PR #5, opened 2021-01-09
Hook up easing combobox

sofroniewn:
Hi @alisterburt this PR begins to connect a combobox to the easing functions that you added in #2. I'm using the Enum that you provided, but instead of it being a string enum we probably want to store the functions inside, like in this magicgui example https://github.com/napari/magicgui/blob/master/examples/napari_image_arithmetic.py#L11-L22. See some discussion here as well https://github.com/napari/napari/pull/2079#issuecomment-755636552.

If you'd like to take over this PR I can help you through it. It should be fun!

Also if you're interesting in contributing more to this repo I'd love that, especially around the `AnimationWidget` I think there's a lot we can do there to make it better!!

### DIFF
--- a/napari_animation/_qt/animation_widget.py
+++ b/napari_animation/_qt/animation_widget.py
@@ -74,17 +74,24 @@ class AnimationWidget(QWidget):
     def _get_interpolation_steps(self):
         return int(self.frameWidget.stepsSpinBox.value())
 
+    def _get_easing_function(self):
+        easing_name = str(self.frameWidget.easeComboBox.currentText())
+        #TODO insert logic to go from name to easing function and return function
+        # instead of None 
+        print('easing', easing_name)
+        return None
+
     def _set_current_frame(self):
         return self.frameWidget.frameSpinBox.setValue(self.animation.frame)
 
     def _capture_keyframe_callback(self, event=None):
         """Record current key-frame"""
-        self.animation.capture_keyframe(steps=self._get_interpolation_steps())
+        self.animation.capture_keyframe(steps=self._get_interpolation_steps(), ease=self._get_easing_function())
         self._set_current_frame()
 
     def _replace_keyframe_callback(self, event=None):
         """Replace current key-frame with new view"""
-        self.animation.capture_keyframe(steps=self._get_interpolation_steps(), insert=False)
+        self.animation.capture_keyframe(steps=self._get_interpolation_steps(), ease=self._get_easing_function(), insert=False)
         self._set_current_frame()
 
     def _delete_keyframe_callback(self, event=None):
--- a/napari_animation/_qt/animation_widget.py
+++ b/napari_animation/_qt/animation_widget.py
@@ -1,6 +1,7 @@
 from qtpy.QtWidgets import QWidget, QLabel, QVBoxLayout, QLineEdit, QPushButton
 
 from ..animation import Animation
+from ..easing import Easing
 from .frame_widget import FrameWidget
 
 
@@ -22,7 +23,6 @@ class AnimationWidget(QWidget):
     def __init__(self, viewer: 'napari.viewer.Viewer', parent=None):
         super().__init__(parent=parent)
 
-        
         self._layout = QVBoxLayout()
         self.setLayout(self._layout)
 
@@ -76,17 +76,16 @@ class AnimationWidget(QWidget):
 
     def _get_easing_function(self):
         easing_name = str(self.frameWidget.easeComboBox.currentText())
-        #TODO insert logic to go from name to easing function and return function
-        # instead of None 
-        print('easing', easing_name)
-        return None
+        easing_func = Easing[easing_name.upper()].value
+        return easing_func
 
     def _set_current_frame(self):
         return self.frameWidget.frameSpinBox.setValue(self.animation.frame)
 
     def _capture_keyframe_callback(self, event=None):
         """Record current key-frame"""
-        self.animation.capture_keyframe(steps=self._get_interpolation_steps(), ease=self._get_easing_function())
+        self.animation.capture_keyframe(steps=self._get_interpolation_steps(),
+                                        ease=self._get_easing_function())
         self._set_current_frame()
 
     def _replace_keyframe_callback(self, event=None):
@@ -121,6 +120,6 @@ class AnimationWidget(QWidget):
         print('Saving animation to', path)
         self.animation.animate(path)
 
-    def close():
+    def close(self):
         self._release_callbacks()
         super().close()
--- a/napari_animation/_qt/frame_widget.py
+++ b/napari_animation/_qt/frame_widget.py
@@ -1,4 +1,7 @@
-from qtpy.QtWidgets import QWidget, QFormLayout, QSpinBox
+from qtpy.QtCore import Qt
+from qtpy.QtWidgets import QComboBox, QWidget, QFormLayout, QSpinBox
+
+from ..easing import Easing
 
 
 class FrameWidget(QWidget):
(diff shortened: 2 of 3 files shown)


alisterburt:
Hey Nick, thanks for reaching out! 

I had a quick play with providing the functions in the enum and I'm running into weird issues, do you have any ideas?

```python
In[2]: runfile('/home/aburt/programming/napari-animation/napari_animation/easing/easing.py', wdir='/home/aburt/programming/napari-animation/napari_animation')
In[3]: class Easing(str, Enum):
  ...:     LINEAR = 'linear'
  ...:     QUADRATIC = 'quadratic'
  ...:     CUBIC = 'cubic'
  ...:     QUINTIC = 'quintic'
  ...:     SINE = 'sine'
  ...:     CIRCULAR = 'circular'
  ...:     EXPONENTIAL = 'exponential'
  ...:     ELASTIC = 'elastic'
  ...:     BACK = 'back'
  ...:     BOUNCE = 'bounce'
  ...: 
  ...: 
In[4]: Easing
Out[4]: <enum 'Easing'>
In[5]: for f in Easing: print(f)
  ...: 
Easing.LINEAR
Easing.QUADRATIC
Easing.CUBIC
Easing.QUINTIC
Easing.SINE
Easing.CIRCULAR
Easing.EXPONENTIAL
Easing.ELASTIC
Easing.BACK
Easing.BOUNCE
In[6]: class Easingf(Enum):
  ...:     LINEAR = linear_interpolation
  ...:     QUADRATIC = quadratic_ease_in_out
  ...:     CUBIC = cubic_ease_in_out
  ...:     QUINTIC = quintic_ease_in_out
  ...:     SINE = sine_ease_in_out
  ...:     CIRCULAR = circular_ease_in_out
  ...:     EXPONENTIAL = exponential_ease_in_out
  ...:     ELASTIC = elastic_ease_in_out
  ...:     BACK = back_ease_in_out
  ...:     BOUNCE = bounce_ease_in_out
  ...: 
In[7]: Easingf
Out[7]: <enum 'Easingf'>
In[8]: for f in Easingf: print(f)
  ...: 

```

but when I do the magicgui example the same way

```python
class Operation(Enum):
    add = numpy.add
    subtract = numpy.subtract
    multiply = numpy.multiply
    divide = numpy.divide
    
for f in Operation: print(f)
Operation.add
Operation.subtract
Operation.multiply
Operation.divide
```

Using partial in the `Easingf` version does yield a valid enum

```python
class Easingpf(Enum):
    LINEAR = partial(linear_interpolation)
    QUADRATIC = partial(quadratic_ease_in_out)
    CUBIC = partial(cubic_ease_in_out)
    QUINTIC = partial(quintic_ease_in_out)
    SINE = partial(sine_ease_in_out)
    CIRCULAR = partial(circular_ease_in_out)
    EXPONENTIAL = partial(exponential_ease_in_out)
    ELASTIC = partial(elastic_ease_in_out)
    BACK = partial(back_ease_in_out)
    BOUNCE = partial(bounce_ease_in_out)
    
for f in Easingpf: print(f)
Easingpf.LINEAR
Easingpf.QUADRATIC
Easingpf.CUBIC
Easingpf.QUINTIC
Easingpf.SINE
Easingpf.CIRCULAR
Easingpf.EXPONENTIAL
Easingpf.ELASTIC
Easingpf.BACK
Easingpf.BOUNCE

```

I checked whether having the functions in a separate package made a difference, same behaviour. Is there something special about the numpy functions which makes them work here whilst the easing functions don't? Why does partial fix this?

Possible solution:
Store a dict which maps the keys to the functions, create the enum dynamically from that dict in the `AnimationWidget`? After having a quick read I assume you want the enum as an enum for persistence later (read [here](http://xion.io/post/code/python-enums-are-ok.html))

I'm definitely keen to contribute, I just tend to worry that if I hack things together it's not going to be quite right for the *bigger picture*, I guess there's only one way to learn? :laughing:

sofroniewn:
> I checked whether having the functions in a separate package made a difference, same behaviour. Is there something special about the numpy functions which makes them work here whilst the easing functions don't? Why does partial fix this?

Hmm, this it's strange to me that the numpy functions work! You can read more about why `partial` is needed here https://stackoverflow.com/a/40339397, but it's not clear to me why the numpy functions work. It would be much nicer if we were in that situation. Maybe @tlambert03 knows? I'll look into this now a little more too. I'd prefer to use the Enum approach and not the dict approach if possible.

> I'm definitely keen to contribute, I just tend to worry that if I hack things together it's not going to be quite right for the bigger picture, I guess there's only one way to learn? 😆

That's great! And `napari-animation` will be a good place to learn as we can iterate a little faster here as it's not a dependency of the main repo

tlambert03:
> Hmm, this it's strange to me that the numpy functions work! 

yeah, I never figured that out either!  This recently came up in napari too: https://github.com/napari/napari/pull/2079#issuecomment-755878115

I can dig a little deeper to figure out what's going on with numpy ufuncs if you don't figure it out in the meantime.  I'm curious.

tlambert03:
one thing that probably matters is that `np.add` (and the other `ufuncs`) are _not_ of type `function`... they are instances of the class `numpy.ufunc`.  So ... something silly like this works for enums:

```python
In [1]: from enum import Enum

In [2]: class FunnyFunc:
   ...:     def __init__(self, func):
   ...:         self.func = func
   ...:
   ...:     def __call__(self, *args, **kwargs):
   ...:         return self.func(*args, **kwargs)
   ...:
   ...:     @property
   ...:     def __signature__(self):
   ...:         import inspect
   ...:         return inspect.signature(self.func)
   ...:

In [3]: def func(x):
   ...:     print(x)
   ...:

In [4]: funny_func = FunnyFunc(func)

In [5]: class Test(Enum):
   ...:     func = func
   ...:     funny_func = funny_func
   ...:

In [6]: list(Test)
Out[6]: [<Test.funny_func: <__main__.FunnyFunc object at 0x7fd2800801c0>>]

In [7]: vars(Test)
Out[7]:
mappingproxy({'_generate_next_value_': <function enum.Enum._generate_next_value_(name, start, count, last_values)>,
              '__module__': '__main__',
              'func': <function __main__.func(x)>,
              '__doc__': 'An enumeration.',
              '_member_names_': ['funny_func'],
              '_member_map_': {'funny_func': <Test.funny_func: <__main__.FunnyFunc object at 0x7fd2800801c0>>},
              '_member_type_': object,
              '_value2member_map_': {<__main__.FunnyFunc at 0x7fd2800801c0>: <Test.funny_func: <__main__.FunnyFunc object at 0x7fd2800801c0>>},
              'funny_func': <Test.funny_func: <__main__.FunnyFunc object at 0x7fd2800801c0>>,
              '__new__': <function enum.Enum.__new__(cls, value)>})
```

alisterburt:
huh, weird! I think this is because when the value is a function it's actually no different than a method of the `Enum` 

```python
In [13]: class FuncEnum(Enum):
    ...:     a = f
    ...:     def b():
    ...:         pass
    ...: 

In [14]: FuncEnum.a
Out[14]: <function __main__.f(x)>

In [15]: FuncEnum.b
Out[15]: <function __main__.FuncEnum.b()>
```

I'll try to find a nice clean way around it so we don't have to have `partial(f)` everywhere

tlambert03:
> I think this is because when the value is a function it's actually no different than a method of the `Enum`

exactly... as described in that SO post that @sofroniewn posted: https://stackoverflow.com/a/40339397

sofroniewn:
> one thing that probably matters is that np.add (and the other ufuncs) are not of type function... they are instances of the class numpy.ufunc. So ... something silly like this works for enums:

ah nice, that probably explains this.

> I'll try to find a nice clean way around it so we don't have to have partial(f) everywhere

I guess given the complexity of the other solutions, having `partial` might actually be the cleanest way forward, and I think will meet our needs. I think I prefer using `partial` to defining our own custom class.

@alisterburt I'd recommend just using partial and then wiring everything up appropriately. `[e.name.lower() for e in Easing]` gives you the lowercase names and `Easing[name.upper()].value` will give you a callable from a lowercase name. (I have a slight preference for upper case names in the Enum and lowercase names in the combobox, but it's pretty arbitrary and maybe that's just me).

Feel free to make a PR to this PR, and let me know if you run into additional problems or come up with a better solution!

alisterburt:
sounds great, I'm fine with doing it that way! will drop in a PR soon (and sorry for missing the SO link!)

tlambert03:
> I think I prefer using partial to defining our own custom class

yeah def (partial is basically doing something very similar to `FunnyFunc` there anyway).

sofroniewn:
This is now working! Thanks all!!

PR #7, opened 2021-01-10
connect up easing functions to animation widget

alisterburt:
All linked up with the Easing enum for function selection!

This is really fun, I had forgotten dims weren't included in state so got to poke around in the state generation/interpolation machinery too when debugging, very cool.

Here's a little video with the exponential easing

https://user-images.githubusercontent.com/7307488/104137269-831dd380-5393-11eb-82db-f39afe90036a.mp4

Edit: looks like dims should be supported, wasn't working in my hands when making the animation interactively (where camera worked fine). Will have a look

### DIFF
--- a/napari_animation/_qt/animation_widget.py
+++ b/napari_animation/_qt/animation_widget.py
@@ -1,6 +1,7 @@
 from qtpy.QtWidgets import QWidget, QLabel, QVBoxLayout, QLineEdit, QPushButton
 
 from ..animation import Animation
+from ..easing import Easing
 from .frame_widget import FrameWidget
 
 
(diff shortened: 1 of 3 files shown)


sofroniewn (approved):
This looks great! Thanks!!

> Edit: looks like dims should be supported, wasn't working in my hands when making the animation interactively (where camera worked fine). Will have a look

This might be because of problems with the type based interpolation right now. We look at whether something is an int/ float and decide how to interpolate based on that, but right now we have no gaurentee on what types something is. After https://github.com/napari/napari/pull/2042 merges we'll have much better control over types

PR #14, opened 2021-01-12
[WIP] key frame list widget

alisterburt:
still very much work in progress but thought it might be worth checking in!

I currently have it set up so that 
- `KeyFramesListWidget` generates a label and an id for the viewer state whenever a keyframe is captured.
- The label is displayed in the `QListWidget`
- The label is stored in a dict mapping id to label
- the `KeyFramesListWidget._update_from_animation()` method can repopulate the list with the correct labels based on the current state of `Animation.key_frames` (i.e. upon insertion/deletion/reordering but this doesn't happen automatically yet)

Next steps are to set up mechanisms for modifying the list from the GUI. This took me waaaay too long but I'm already learning a bunch!

Main questions are around the id -> label mapping dict, does this seem like a decent approach to you?

### DIFF
--- a/napari_animation/__init__.py
+++ b/napari_animation/__init__.py
@@ -1,3 +1,3 @@
 from .animation import Animation
 from ._qt import AnimationWidget
-from ._hookimpls import napari_experimental_provide_dock_widget
+# from ._hookimpls import napari_experimental_provide_dock_widget
--- a/napari_animation/__init__.py
+++ b/napari_animation/__init__.py
@@ -1,3 +1,3 @@
 from .animation import Animation
 from ._qt import AnimationWidget
-# from ._hookimpls import napari_experimental_provide_dock_widget
+from ._hookimpls import napari_experimental_provide_dock_widget
--- a/napari_animation/_qt/keyframeslist_widget.py
+++ b/napari_animation/_qt/keyframeslist_widget.py
@@ -4,7 +4,7 @@ from qtpy.QtCore import QSize
 
 from napari.utils.events import EventedList
 
-# NOT IMPLEMENTED YET
+
 class KeyFramesListWidget(QListWidget):
     """List of key frames for an animation
 
@@ -18,6 +18,7 @@ class KeyFramesListWidget(QListWidget):
     animation : napari_animation.Animation
         napari-animation animation in sync with the GUI.
     """
+
     def __init__(self, animation, parent=None):
         super().__init__(parent=parent)
 
@@ -208,7 +209,8 @@ class KeyFramesListWidget(QListWidget):
     def backend_key_frame_labels(self):
         """labels for key frames in the order present in the backend
         """
-        return [self._key_frame_id_to_label_map[id(key_frame)] for key_frame in self.animation.key_frames]
+        return [self._key_frame_id_to_label_map[id(key_frame)] for key_frame in
+                self.animation.key_frames]
 
     @property
     def labels_to_key_frames(self):
--- a/napari_animation/_qt/keyframeslist_widget.py
+++ b/napari_animation/_qt/keyframeslist_widget.py
@@ -49,6 +49,7 @@ class KeyFramesListWidget(QListWidget):
     def _selection_callback(self, event):
         self._update_frame_number()
         self.animation.set_to_current_keyframe()
+        self.parentWidget()._update_frame_widget_from_animation()
 
     def _add(self):
         """Generate QListWidgetItem for current keyframe, store its unique id and add it to self
@@ -61,7 +62,6 @@ class KeyFramesListWidget(QListWidget):
         self._map_key_frame_to_id(key_frame_idx)
         self._map_label_to_qlistwidgetitem(key_frame_idx)
         self._frame_counter += 1
-        self._update_visibility()
 
     def insertItem(self, row, item):
         """overrides QListWidget.insertItem to also update current index and frame number
@@ -76,13 +76,6 @@ class KeyFramesListWidget(QListWidget):
         self.takeItem(event.index)
         self._remove_key_frame_id(event.value)
         self._update_frame_number()
-        self._update_visibility()
-
-    def _update_visibility(self):
-        if len(self.animation.key_frames) >= 1:
-            self.show()
-        else:
-            self.hide()
 
     def _remove_key_frame_id(self, key_frame):
         """Remove key-frame id from self._key_frame_id_to_label_map
--- a/napari_animation/_qt/keyframeslist_widget.py
+++ b/napari_animation/_qt/keyframeslist_widget.py
@@ -52,7 +52,6 @@ class KeyFramesListWidget(QListWidget):
     def _add(self):
         """Generate QListWidgetItem for current keyframe, store its unique id and add it to self
         """
-        print(self.animation.frame)
         key_frame_idx = self.animation.frame
         item = self._generate_list_item(key_frame_idx)
 
@@ -63,6 +62,7 @@ class KeyFramesListWidget(QListWidget):
         self._map_key_frame_to_id(key_frame_idx)
         self._map_label_to_qlistwidgetitem(key_frame_idx)
         self._frame_counter += 1
+        self._update_visibility()
 
     def _remove(self, event):
         """Remove QListWidgetItem at event.index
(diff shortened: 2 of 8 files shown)


sofroniewn:
> the KeyFramesListWidget._update_from_animation() method can repopulate the list with the correct labels based on the current state of Animation.key_frames (i.e. upon insertion/deletion/reordering but this doesn't happen automatically yet)

I wonder here if we might need to use something like the event system from napari and our evented list. You can get it via `from napari.utils.events import EventedList`, see https://github.com/napari/napari/blob/master/napari/components/layerlist.py. The nice thing about it is that it will emit "events" that you can listen to on the Qt side. You can read more about events here https://napari.org/docs/dev/events/event_loop.html

> Main questions are around the id -> label mapping dict, does this seem like a decent approach to you?

That seems reasonable. You might not need it in the long run if we do with the event system above, but I don't have any problems with it.

> Next steps are to set up mechanisms for modifying the list from the GUI. This took me waaaay too long but I'm already learning a bunch!

This sounds good. That's great that you're learning here! I think focusing on getting the GUI side nice first and then we can hook up the other direction using the event system probably makes the most sense! Nice work

alisterburt:
perfect, thanks for the feedback!
I'll play around with the implementation I had in mind and try the evented
list, I suspect the evented list will make my life easier :)

alisterburt:
@sofroniewn tidied this up a bit, really fun! 
- drag and drop in the gui now works and appropriately reorders things in the `Animation.key_frames` list
- I made the `key_frames` list an `EventedList` 

For now, my mechanism for updating the front end based on back end state makes no distinctions about what type of list mutation is occuring (except insertion), it just regenerates the list on a change

I guess thumbnails is next!

alisterburt:
@sofroniewn and thumbnails are working! :tada: 

Here's what they look like in the viewer

https://user-images.githubusercontent.com/7307488/104777716-0fedd600-5774-11eb-916b-3ff2eba42340.mp4



and here's what the rendered animation looks like

https://user-images.githubusercontent.com/7307488/104777695-03697d80-5774-11eb-8961-bcec421187ff.mp4

tlambert03:
holy shit!

sofroniewn:
This is incredible!! I'll try and do some review tonight, great progress. Curious your thoughts on what should be next/ what's still left on this PR?

alisterburt:
Thanks both of you!! 

the main issue I see is that if the GUI updates when the backend changes, you lose the thumbnails. 

I think I'd like to move thumbnail generation onto the backend to sort this out, putting it in the key_frames dict like the easing function.

The other thing was moving it to the right place. I can't remember why I put it at the bottom right now, something about the animation not being instantiated yet..

Once those things are sorted I guess it's ready for merge but I'd like to keep iterating, get the parameter editing working

alisterburt:
I'll ping you for review when it's ready to save you some time!

sofroniewn:
> I think I'd like to move thumbnail generation onto the backend to sort this out, putting it in the key_frame dict like the easing function.

Yes this sounds wise. Good idea!

sofroniewn:
this continues to come along really nicely. I just played some more with it, and have a couple comments/ questions.

curious what you think we should do with the frame combobox from the top section? should we drop it and now just use the "selection" in the list to determine where the next keyframe gets added? it feels a little redundant now that we have the list. if we make the next frame always appear after the currently selected frame.

we should add a `remove frame` button next to the `capture frame` button that would delete the selected keyframe.

can you move the list widget above the textbox for the filename, keeping the save animation at the very bottom.

I think we should make the steps/ ease displayed in the GUI reflect and edit the values of the currently selected frame. on initialization / with an empty list or with none selected they should probably be disabled, then as soon as there is one selected they show the values of the selected one. (This could come in a followup PR).

I noticed that if I rearranged the list in the GUI and then click capture frame nothing happens.

alisterburt:
Thanks for taking a look! I think you're right yeah, I'll remove it and get the selection position working.

I've moved the list widget up. I noticed the same bug when capturing after rearranging, there's also another one where if you rearrange again after rearranging then capturing a keyframe you get a `KeyError` - going to have a look at those now.

Making the parameters directly editable like that sounds like a great solution - I was imagining something more complicated with proper 'selection' for editing on double-click but your way seems more intuitive :+1:

alisterburt:
okay, this is now a working version and I guess ready for review @sofroniewn ! :rocket: 

key points:
- all per key-frame parameters are now editable from the frame widget
- selecting a key-frame moves you to that key frame
- key-frame list is editable/reorderable
- key-frame list has a delete frame button

There are definitely a few bits where it feels like I'm having to work around rather than with Qt, especially when trying to keep various widgets in sync with bits of the backend which don't have events - if you see glaring faults I'm definitely keen to have them pointed out

There's something slightly jarring about the way the KeyFramesLidgetWidget (QListWidget) initialises with a width larger than the current AnimationWidget width - I tried playing with size policies and things but couldn't get that to properly initialise to the current width of the animation widget - any advice there is appreciated

napari_animation/_qt/keyframeslist_widget.py
```diff
@@ -1,10 +1,214 @@
...
+
+    def _update_backend(self):
+        """push current GUI state to self.animation
+        """
+        new_key_frames = [self._label_to_key_frame(label) for label in
+                          self.frontend_key_frame_labels]
+
+        # recreating the EventedList here and reconnecting events simplifies handling events
+        # which fire when we modify the list in place
+        self.animation.key_frames = EventedList(new_key_frames)
```
sofroniewn, line 101: Hmm yeah, this seems undesirable - it's not quite clear to me why we have to replace the whole list and we can't just reorder the elements and get events from this

napari_animation/animation.py
```diff
@@ -26,12 +27,12 @@ class Animation:
     def __init__(self, viewer):
         self.viewer = viewer
 
-        self.key_frames = []
+        self.key_frames = EventedList()
         self.frame = -1
```
sofroniewn, line 31: In long run we could make `frame` be evented too, so you could connect to an event whenever this changed? Would that help? Probably something we can save for a new PR though

napari_animation/__init__.py
```diff
@@ -1,3 +1,3 @@
 from .animation import Animation
 from ._qt import AnimationWidget
-from ._hookimpls import napari_experimental_provide_dock_widget
+# from ._hookimpls import napari_experimental_provide_dock_widget
```
sofroniewn, line 3: Did this need to be commented? I will uncomment.

sofroniewn (approved):
@alisterburt this looks great! I just gave the functionality a try and it works really well!!

> There are definitely a few bits where it feels like I'm having to work around rather than with Qt, especially when trying to keep various widgets in sync with bits of the backend which don't have events - if you see glaring faults I'm definitely keen to have them pointed out

In the code the only thing around the events that I see that really seems off is having to create a new EventedList. I think we'll want to figure out how to avoid that, and we might want to add a new event that gets emitted when the `frame` changes too, but we can do those in new PRs.

> There's something slightly jarring about the way the KeyFramesLidgetWidget (QListWidget) initialises with a width larger than the current AnimationWidget width - I tried playing with size policies and things but couldn't get that to properly initialise to the current width of the animation widget - any advice there is appreciated

I will give this a look right now. I might also switch to using enabled/ disabled on the widgets rather than show/ hide as it could make that less jarring.

All in all this is great and I think we should get in now. We should probably then add some tests to the repo, setup the CI etc, before doing more to make sure that subsequent changes preserve our functionality

napari_animation/_qt/keyframeslist_widget.py
alisterburt: totally agree - it felt wrong, but I'll make sorting it a priority moving forward! :+1:

alisterburt:
thanks for the review @sofroniewn ! Agree on all points you raised. I'll find some time this week for addressing your comments and moving forward on the testing/CI/deployment side :rocket:

sofroniewn:
@alisterburt I've pushed some styling changes to the widget

Before:
Screen Shot 2021-01-27 at 2 52 01 PM

After:
Screen Shot 2021-01-27 at 2 50 42 PM

If this looks ok to you I will then merge, we can continue to iterate on styles and layouts in follow up PRs. Nice work here!

napari_animation/_qt/keyframeslist_widget.py
sofroniewn: See notes below, I'm happy to merge this as is, it's a big improvement, and then you can work on this in a followup PR

alisterburt:
I love it!! Just had a play around with it locally and it's infinitely better, thanks! lets go! :rocket:

sofroniewn:
> I love it!! Just had a play around with it locally and it's infinitely better, thanks! lets go! 🚀

Great, will merge now. I've also created #18 for us to track some more of the refactors we want to do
= = =
§ WORK INSTRUCTIONS
All lines from the start of the entries through the line where "Hi @alisterburt this" sits should be duplicated exactly, with nothing else in the output.

§ EXERCISE SOLUTION
PR #5, opened 2021-01-09
Hook up easing combobox

sofroniewn:
Hi @alisterburt this PR begins to connect a combobox to the easing functions that you added in #2. I'm using the Enum that you provided, but instead of it being a string enum we probably want to store the functions inside, like in this magicgui example https://github.com/napari/magicgui/blob/master/examples/napari_image_arithmetic.py#L11-L22. See some discussion here as well https://github.com/napari/napari/pull/2079#issuecomment-755636552.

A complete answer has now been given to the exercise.